What the task asks: Please copy each line below that contains the word "baseUrl".

(Records contained in a dataset)
---
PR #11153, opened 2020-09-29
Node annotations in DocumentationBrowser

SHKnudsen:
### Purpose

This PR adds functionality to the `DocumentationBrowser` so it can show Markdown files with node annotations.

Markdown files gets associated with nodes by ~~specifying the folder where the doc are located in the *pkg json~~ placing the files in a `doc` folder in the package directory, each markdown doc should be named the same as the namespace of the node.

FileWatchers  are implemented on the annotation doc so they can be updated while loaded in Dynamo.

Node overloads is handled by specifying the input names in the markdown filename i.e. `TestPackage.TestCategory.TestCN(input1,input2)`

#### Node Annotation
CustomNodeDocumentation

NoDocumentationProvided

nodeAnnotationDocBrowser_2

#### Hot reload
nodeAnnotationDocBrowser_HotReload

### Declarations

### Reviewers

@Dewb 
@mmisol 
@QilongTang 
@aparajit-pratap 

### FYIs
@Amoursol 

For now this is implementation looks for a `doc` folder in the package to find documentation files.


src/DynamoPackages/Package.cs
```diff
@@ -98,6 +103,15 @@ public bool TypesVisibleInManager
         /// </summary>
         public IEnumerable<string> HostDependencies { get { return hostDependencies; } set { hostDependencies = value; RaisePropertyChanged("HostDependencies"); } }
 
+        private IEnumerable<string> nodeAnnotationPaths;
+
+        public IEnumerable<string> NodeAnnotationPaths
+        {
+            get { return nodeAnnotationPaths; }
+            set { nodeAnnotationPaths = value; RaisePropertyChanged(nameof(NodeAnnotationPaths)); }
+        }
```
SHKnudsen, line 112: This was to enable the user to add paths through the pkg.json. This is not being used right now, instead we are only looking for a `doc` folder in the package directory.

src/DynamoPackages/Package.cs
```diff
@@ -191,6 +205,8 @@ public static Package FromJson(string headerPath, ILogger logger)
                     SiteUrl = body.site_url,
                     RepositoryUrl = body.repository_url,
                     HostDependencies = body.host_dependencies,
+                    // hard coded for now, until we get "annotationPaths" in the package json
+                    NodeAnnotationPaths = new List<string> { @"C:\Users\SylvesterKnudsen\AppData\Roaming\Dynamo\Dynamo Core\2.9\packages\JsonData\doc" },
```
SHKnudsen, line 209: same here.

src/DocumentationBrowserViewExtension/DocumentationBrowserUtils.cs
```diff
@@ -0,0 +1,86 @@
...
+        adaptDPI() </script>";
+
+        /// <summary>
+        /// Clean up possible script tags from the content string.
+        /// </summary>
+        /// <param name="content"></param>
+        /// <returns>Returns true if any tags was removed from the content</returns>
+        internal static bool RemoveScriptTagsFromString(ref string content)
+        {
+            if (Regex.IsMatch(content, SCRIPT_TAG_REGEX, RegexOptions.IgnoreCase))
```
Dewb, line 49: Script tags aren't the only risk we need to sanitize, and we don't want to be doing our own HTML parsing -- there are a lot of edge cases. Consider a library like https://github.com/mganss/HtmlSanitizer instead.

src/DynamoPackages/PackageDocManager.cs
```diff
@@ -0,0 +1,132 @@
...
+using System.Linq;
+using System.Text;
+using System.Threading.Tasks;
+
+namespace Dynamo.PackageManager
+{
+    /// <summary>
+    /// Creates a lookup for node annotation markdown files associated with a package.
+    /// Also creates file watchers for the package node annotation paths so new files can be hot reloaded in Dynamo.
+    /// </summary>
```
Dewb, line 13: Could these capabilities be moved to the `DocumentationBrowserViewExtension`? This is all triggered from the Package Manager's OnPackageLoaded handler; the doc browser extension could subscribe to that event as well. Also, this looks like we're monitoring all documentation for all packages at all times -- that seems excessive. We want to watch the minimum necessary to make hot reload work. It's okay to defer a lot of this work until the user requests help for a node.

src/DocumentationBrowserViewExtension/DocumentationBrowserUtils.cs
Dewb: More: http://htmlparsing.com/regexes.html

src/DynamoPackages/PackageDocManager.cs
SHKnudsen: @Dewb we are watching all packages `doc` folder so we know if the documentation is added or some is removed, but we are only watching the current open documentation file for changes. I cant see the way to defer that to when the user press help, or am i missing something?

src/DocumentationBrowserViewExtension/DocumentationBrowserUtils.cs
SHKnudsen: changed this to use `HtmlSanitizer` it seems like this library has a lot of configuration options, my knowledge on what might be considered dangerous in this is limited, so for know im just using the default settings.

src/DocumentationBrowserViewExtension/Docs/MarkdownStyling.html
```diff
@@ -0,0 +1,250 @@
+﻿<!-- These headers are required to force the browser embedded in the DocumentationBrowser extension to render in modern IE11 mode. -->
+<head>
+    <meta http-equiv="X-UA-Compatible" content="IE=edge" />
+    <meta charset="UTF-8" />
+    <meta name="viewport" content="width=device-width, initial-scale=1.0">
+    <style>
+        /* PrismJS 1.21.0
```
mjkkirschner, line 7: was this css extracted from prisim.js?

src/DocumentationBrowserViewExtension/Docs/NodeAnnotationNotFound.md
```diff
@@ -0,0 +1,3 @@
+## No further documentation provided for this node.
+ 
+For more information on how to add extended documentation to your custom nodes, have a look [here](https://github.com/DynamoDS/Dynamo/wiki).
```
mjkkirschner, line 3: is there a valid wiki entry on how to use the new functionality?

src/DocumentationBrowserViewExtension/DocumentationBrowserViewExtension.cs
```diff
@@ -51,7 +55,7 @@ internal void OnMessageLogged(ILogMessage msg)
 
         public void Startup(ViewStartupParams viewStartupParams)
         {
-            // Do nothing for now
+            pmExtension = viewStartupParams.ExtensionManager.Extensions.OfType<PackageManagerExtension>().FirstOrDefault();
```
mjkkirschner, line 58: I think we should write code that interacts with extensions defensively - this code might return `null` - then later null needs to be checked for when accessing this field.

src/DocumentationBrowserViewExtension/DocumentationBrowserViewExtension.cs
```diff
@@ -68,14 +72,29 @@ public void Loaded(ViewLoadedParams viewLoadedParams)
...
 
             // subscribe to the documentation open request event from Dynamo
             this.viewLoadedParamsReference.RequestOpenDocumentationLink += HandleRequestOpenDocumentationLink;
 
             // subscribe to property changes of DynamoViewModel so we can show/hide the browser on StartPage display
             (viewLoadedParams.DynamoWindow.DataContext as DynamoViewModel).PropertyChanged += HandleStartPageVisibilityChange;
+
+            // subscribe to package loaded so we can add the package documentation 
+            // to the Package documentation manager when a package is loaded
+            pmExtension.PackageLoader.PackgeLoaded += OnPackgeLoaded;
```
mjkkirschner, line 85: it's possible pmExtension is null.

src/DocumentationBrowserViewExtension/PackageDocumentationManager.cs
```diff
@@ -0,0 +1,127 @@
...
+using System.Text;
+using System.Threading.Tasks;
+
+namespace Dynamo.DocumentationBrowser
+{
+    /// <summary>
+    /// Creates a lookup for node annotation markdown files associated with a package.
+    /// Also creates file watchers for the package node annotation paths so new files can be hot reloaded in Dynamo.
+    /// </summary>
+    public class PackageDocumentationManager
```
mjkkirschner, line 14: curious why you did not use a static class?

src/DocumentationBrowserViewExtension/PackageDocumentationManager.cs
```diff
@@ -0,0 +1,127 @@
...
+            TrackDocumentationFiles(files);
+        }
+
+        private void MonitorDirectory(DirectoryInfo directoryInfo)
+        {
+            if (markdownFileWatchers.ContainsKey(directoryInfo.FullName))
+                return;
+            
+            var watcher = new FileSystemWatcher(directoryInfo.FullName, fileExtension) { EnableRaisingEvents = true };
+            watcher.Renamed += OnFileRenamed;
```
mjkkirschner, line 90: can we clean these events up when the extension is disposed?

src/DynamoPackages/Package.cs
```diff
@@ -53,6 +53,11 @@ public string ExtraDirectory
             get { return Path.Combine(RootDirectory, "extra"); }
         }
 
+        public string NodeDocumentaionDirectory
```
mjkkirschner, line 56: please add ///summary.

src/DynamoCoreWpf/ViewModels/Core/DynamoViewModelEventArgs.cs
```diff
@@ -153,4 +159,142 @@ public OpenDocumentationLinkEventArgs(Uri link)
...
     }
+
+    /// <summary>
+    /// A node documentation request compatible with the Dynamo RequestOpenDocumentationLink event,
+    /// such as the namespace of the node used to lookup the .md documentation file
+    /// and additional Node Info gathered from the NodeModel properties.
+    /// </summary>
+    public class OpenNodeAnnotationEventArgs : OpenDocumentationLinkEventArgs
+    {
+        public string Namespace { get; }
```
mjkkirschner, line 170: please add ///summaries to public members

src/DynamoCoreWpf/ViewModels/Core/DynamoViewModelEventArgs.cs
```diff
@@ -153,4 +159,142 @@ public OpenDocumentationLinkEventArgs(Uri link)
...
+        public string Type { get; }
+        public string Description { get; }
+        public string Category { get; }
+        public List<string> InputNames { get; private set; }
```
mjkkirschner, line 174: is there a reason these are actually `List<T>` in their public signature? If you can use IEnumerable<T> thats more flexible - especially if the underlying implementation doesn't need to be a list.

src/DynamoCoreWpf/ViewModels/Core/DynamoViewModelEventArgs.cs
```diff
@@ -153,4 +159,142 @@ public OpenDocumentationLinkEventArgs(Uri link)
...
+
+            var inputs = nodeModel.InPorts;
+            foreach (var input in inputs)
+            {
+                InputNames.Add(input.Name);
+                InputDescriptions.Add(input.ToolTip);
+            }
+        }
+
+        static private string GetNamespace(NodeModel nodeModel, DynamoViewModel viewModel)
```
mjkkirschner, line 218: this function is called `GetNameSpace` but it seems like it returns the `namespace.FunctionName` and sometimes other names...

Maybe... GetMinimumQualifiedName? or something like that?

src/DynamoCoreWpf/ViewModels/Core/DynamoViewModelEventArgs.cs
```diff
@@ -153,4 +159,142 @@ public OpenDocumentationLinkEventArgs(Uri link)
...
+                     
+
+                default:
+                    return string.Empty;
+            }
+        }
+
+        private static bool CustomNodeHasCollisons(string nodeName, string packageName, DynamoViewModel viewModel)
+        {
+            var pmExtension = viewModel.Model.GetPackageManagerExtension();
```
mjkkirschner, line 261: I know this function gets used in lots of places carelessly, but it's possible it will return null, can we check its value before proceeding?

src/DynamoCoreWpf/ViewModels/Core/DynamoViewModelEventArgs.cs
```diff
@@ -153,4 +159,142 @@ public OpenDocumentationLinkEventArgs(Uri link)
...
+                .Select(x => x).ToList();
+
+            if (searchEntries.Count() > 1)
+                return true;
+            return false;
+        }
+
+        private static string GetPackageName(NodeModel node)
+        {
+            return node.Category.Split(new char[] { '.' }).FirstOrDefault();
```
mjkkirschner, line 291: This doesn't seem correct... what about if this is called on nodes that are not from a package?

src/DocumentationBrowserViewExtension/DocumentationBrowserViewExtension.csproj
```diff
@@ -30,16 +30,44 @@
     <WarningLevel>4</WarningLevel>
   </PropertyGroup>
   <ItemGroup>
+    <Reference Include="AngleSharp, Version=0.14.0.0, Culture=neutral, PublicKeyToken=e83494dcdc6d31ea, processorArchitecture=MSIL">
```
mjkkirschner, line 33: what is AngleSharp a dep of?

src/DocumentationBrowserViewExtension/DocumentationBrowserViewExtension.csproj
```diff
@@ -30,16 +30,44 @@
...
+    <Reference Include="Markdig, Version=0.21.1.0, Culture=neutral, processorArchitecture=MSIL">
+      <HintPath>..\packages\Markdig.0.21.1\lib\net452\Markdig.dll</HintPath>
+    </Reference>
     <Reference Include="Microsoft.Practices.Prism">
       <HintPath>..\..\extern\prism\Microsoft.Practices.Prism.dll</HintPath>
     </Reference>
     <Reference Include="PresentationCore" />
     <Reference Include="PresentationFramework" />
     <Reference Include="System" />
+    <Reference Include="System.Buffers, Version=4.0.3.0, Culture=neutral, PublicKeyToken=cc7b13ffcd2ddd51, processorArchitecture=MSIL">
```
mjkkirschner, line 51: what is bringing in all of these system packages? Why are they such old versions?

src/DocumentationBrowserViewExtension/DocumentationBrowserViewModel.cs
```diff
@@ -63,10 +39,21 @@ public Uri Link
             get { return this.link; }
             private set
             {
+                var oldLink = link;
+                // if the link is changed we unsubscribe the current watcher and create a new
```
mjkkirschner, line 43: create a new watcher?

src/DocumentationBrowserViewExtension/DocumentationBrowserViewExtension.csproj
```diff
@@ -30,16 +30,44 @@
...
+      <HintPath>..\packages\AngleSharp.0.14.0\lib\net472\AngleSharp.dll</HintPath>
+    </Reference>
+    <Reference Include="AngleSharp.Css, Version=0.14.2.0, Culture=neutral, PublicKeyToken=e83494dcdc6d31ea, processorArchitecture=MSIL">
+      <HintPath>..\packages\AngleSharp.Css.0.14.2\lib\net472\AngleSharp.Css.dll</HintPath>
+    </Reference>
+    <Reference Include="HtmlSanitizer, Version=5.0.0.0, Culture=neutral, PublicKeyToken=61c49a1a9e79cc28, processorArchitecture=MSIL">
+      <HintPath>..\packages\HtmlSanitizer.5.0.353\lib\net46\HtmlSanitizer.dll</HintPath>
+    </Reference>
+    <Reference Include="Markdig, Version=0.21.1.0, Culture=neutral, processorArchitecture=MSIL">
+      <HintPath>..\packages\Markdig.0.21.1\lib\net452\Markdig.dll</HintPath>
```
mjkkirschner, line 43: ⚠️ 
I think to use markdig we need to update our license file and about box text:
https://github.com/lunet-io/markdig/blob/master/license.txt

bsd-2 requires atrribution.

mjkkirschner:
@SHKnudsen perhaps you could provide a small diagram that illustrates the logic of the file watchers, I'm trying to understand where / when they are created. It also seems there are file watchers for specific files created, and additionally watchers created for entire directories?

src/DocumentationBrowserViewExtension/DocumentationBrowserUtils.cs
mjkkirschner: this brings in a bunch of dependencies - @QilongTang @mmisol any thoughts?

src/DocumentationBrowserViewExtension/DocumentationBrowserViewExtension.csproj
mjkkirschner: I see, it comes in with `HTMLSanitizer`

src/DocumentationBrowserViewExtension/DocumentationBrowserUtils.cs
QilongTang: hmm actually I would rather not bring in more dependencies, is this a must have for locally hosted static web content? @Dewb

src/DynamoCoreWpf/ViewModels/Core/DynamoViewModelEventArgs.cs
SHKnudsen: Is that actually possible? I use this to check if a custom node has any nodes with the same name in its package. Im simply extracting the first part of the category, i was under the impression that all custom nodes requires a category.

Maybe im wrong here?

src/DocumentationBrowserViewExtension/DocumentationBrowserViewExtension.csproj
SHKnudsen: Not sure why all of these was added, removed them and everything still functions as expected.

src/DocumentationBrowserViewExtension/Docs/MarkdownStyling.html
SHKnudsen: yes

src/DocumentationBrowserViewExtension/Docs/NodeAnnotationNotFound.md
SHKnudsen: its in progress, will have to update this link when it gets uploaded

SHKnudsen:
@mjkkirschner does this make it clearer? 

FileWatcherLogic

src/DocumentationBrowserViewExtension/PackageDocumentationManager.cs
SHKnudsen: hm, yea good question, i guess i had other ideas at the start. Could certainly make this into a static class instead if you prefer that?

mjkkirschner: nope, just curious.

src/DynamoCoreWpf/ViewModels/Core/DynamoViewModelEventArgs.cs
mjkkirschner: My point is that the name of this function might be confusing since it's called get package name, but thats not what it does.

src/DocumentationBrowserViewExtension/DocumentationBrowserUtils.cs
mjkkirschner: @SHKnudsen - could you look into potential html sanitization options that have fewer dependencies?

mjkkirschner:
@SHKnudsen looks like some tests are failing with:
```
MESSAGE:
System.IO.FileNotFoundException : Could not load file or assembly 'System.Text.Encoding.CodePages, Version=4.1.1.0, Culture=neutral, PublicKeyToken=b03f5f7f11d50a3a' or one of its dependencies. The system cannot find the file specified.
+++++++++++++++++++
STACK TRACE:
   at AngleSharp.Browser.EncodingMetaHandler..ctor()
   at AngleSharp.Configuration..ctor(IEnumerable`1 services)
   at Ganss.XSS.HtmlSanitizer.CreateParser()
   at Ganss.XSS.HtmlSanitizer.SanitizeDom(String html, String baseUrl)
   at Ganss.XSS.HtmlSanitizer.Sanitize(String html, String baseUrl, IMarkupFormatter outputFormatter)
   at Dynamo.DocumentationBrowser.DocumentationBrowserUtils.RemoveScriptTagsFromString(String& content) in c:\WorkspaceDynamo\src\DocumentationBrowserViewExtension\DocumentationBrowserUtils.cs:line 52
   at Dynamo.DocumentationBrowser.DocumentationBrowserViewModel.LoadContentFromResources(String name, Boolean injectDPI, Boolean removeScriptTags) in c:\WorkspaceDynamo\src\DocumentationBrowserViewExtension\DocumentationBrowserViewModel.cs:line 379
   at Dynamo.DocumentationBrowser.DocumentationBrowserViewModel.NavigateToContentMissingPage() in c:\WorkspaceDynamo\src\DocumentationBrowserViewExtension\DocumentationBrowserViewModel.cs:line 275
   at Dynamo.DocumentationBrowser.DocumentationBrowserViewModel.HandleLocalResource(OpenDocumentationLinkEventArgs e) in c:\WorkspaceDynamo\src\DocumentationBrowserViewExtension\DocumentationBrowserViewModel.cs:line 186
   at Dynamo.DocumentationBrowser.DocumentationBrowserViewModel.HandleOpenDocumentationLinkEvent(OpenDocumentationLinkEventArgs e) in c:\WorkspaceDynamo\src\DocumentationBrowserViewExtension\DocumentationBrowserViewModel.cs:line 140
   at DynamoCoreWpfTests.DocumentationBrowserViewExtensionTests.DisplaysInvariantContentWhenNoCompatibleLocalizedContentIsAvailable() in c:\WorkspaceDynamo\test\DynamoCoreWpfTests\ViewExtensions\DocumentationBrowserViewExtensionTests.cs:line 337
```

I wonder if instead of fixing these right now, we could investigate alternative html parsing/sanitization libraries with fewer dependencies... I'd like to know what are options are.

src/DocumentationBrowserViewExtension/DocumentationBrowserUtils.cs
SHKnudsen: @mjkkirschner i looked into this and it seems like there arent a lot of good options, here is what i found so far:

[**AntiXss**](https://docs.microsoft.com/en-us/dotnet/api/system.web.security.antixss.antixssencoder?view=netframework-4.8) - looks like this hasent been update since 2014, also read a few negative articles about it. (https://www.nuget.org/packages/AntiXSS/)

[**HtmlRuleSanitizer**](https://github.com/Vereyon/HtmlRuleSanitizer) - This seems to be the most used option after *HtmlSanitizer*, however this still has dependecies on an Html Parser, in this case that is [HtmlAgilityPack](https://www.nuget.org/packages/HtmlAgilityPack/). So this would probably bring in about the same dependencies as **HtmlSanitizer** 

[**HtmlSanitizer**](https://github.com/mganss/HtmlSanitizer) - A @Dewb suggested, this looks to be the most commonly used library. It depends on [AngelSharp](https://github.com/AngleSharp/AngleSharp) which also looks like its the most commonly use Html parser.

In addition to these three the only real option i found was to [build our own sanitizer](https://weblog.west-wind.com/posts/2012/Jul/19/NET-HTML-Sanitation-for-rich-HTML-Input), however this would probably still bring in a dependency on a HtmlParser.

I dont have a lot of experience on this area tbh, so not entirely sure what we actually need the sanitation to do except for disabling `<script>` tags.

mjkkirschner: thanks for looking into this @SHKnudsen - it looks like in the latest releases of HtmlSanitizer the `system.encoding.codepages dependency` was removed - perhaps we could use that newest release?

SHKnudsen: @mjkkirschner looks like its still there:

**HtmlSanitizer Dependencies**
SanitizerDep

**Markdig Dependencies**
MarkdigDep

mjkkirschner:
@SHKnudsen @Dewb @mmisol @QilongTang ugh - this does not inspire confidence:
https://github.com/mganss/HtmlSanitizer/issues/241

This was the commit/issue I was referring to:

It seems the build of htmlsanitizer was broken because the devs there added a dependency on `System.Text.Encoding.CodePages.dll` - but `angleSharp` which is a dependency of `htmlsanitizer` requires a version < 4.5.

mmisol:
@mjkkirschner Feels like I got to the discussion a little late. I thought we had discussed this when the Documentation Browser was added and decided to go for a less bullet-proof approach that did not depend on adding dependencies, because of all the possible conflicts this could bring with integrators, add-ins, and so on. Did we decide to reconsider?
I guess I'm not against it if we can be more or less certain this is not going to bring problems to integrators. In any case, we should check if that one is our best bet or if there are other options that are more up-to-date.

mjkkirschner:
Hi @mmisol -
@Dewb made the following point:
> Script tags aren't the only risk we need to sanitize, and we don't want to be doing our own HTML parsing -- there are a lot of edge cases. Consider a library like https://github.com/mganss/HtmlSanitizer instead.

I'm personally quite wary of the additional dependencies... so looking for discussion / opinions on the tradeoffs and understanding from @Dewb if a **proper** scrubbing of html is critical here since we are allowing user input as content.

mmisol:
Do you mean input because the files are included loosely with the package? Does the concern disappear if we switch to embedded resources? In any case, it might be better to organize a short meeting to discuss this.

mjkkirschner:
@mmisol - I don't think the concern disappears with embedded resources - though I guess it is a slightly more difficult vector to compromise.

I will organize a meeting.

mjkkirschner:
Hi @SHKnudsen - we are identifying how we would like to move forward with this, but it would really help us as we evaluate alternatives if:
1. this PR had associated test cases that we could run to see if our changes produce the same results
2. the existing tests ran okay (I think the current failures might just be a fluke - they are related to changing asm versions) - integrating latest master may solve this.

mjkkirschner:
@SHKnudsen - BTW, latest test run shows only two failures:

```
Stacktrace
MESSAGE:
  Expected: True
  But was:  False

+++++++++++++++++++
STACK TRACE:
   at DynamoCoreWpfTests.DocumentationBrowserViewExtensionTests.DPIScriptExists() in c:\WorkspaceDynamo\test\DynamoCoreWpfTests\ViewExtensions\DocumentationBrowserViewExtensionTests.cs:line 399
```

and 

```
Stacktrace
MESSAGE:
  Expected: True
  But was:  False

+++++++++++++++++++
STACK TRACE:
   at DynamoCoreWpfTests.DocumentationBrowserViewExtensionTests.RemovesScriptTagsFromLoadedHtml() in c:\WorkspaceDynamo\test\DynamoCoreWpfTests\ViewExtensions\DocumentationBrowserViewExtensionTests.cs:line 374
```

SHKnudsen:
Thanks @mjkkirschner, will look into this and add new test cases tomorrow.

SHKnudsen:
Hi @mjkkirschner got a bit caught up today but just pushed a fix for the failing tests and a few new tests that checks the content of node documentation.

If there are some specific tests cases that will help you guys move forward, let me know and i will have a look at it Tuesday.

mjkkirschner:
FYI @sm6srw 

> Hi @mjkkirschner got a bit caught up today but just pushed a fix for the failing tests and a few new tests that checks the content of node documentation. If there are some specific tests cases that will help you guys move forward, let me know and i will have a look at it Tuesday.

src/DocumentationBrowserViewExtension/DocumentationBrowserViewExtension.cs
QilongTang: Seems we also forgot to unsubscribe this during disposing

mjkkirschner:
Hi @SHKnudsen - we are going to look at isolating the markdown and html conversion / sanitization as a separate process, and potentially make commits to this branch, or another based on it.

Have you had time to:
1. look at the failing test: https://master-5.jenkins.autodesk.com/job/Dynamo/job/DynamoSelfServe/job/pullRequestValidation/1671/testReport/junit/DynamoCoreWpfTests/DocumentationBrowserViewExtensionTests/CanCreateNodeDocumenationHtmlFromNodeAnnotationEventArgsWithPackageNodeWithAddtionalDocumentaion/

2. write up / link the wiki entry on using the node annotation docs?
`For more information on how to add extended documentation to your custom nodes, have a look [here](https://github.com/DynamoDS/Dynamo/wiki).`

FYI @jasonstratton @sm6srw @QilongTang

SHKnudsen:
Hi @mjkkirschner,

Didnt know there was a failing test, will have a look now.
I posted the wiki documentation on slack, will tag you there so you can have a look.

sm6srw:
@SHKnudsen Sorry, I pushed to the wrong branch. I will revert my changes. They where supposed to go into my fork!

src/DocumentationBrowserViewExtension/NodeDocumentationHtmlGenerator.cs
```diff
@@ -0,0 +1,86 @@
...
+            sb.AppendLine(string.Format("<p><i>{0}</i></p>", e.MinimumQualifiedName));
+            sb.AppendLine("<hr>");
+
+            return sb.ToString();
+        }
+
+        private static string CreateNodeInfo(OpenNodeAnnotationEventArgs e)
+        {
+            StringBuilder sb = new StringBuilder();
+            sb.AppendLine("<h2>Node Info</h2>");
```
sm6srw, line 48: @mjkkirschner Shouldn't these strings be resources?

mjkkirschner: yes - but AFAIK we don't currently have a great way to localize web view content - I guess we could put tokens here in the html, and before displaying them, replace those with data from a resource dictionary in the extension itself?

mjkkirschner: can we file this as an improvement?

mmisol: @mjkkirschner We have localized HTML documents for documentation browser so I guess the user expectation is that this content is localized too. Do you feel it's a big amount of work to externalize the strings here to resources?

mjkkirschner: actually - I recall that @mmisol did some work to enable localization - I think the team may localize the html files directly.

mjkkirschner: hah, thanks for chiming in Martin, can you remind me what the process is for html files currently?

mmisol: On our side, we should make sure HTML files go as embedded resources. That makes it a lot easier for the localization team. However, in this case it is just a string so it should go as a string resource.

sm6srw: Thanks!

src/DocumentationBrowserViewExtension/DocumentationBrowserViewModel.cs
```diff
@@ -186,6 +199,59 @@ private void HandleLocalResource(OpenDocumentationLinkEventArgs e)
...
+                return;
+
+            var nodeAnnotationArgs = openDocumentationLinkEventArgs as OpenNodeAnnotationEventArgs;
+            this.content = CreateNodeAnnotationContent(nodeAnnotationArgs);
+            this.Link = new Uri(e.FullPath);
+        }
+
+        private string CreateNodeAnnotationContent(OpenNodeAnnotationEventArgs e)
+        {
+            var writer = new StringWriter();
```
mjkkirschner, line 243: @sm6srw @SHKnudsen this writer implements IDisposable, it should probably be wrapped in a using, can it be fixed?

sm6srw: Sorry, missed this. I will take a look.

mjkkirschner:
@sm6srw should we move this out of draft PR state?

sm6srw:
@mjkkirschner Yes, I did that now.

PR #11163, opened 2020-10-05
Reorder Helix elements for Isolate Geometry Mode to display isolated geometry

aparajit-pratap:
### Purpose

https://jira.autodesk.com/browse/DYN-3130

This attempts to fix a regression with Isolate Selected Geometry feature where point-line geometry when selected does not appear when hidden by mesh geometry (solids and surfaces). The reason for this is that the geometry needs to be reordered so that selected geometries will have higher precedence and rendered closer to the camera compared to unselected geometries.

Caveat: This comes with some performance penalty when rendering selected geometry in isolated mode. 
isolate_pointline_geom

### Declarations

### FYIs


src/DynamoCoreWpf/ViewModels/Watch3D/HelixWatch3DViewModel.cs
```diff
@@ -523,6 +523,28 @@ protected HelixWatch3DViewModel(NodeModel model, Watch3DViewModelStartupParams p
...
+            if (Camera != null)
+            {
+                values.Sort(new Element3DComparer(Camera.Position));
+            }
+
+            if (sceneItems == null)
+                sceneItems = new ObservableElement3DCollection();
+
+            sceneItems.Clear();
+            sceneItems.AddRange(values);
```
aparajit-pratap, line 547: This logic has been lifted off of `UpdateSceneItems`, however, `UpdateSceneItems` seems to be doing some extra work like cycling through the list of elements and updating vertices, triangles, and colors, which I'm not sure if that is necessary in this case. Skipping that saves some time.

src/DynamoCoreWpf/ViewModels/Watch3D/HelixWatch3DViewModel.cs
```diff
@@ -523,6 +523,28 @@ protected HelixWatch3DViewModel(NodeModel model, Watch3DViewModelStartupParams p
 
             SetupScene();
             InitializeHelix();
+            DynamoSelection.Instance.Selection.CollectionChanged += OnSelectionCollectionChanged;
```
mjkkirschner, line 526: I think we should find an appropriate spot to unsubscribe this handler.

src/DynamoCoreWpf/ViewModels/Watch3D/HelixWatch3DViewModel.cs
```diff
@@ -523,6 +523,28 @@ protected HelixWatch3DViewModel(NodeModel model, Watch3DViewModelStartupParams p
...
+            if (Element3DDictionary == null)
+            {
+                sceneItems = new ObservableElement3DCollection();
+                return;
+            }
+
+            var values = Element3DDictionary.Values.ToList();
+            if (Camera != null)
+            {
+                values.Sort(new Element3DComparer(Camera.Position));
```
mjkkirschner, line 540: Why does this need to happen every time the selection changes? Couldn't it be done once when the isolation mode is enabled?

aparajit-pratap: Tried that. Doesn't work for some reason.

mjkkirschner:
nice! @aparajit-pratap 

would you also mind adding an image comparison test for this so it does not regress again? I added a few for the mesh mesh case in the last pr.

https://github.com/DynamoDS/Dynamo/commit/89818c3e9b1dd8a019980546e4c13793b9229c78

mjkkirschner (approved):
---
Answer to the exercise:
   at Ganss.XSS.HtmlSanitizer.SanitizeDom(String html, String baseUrl)
   at Ganss.XSS.HtmlSanitizer.Sanitize(String html, String baseUrl, IMarkupFormatter outputFormatter)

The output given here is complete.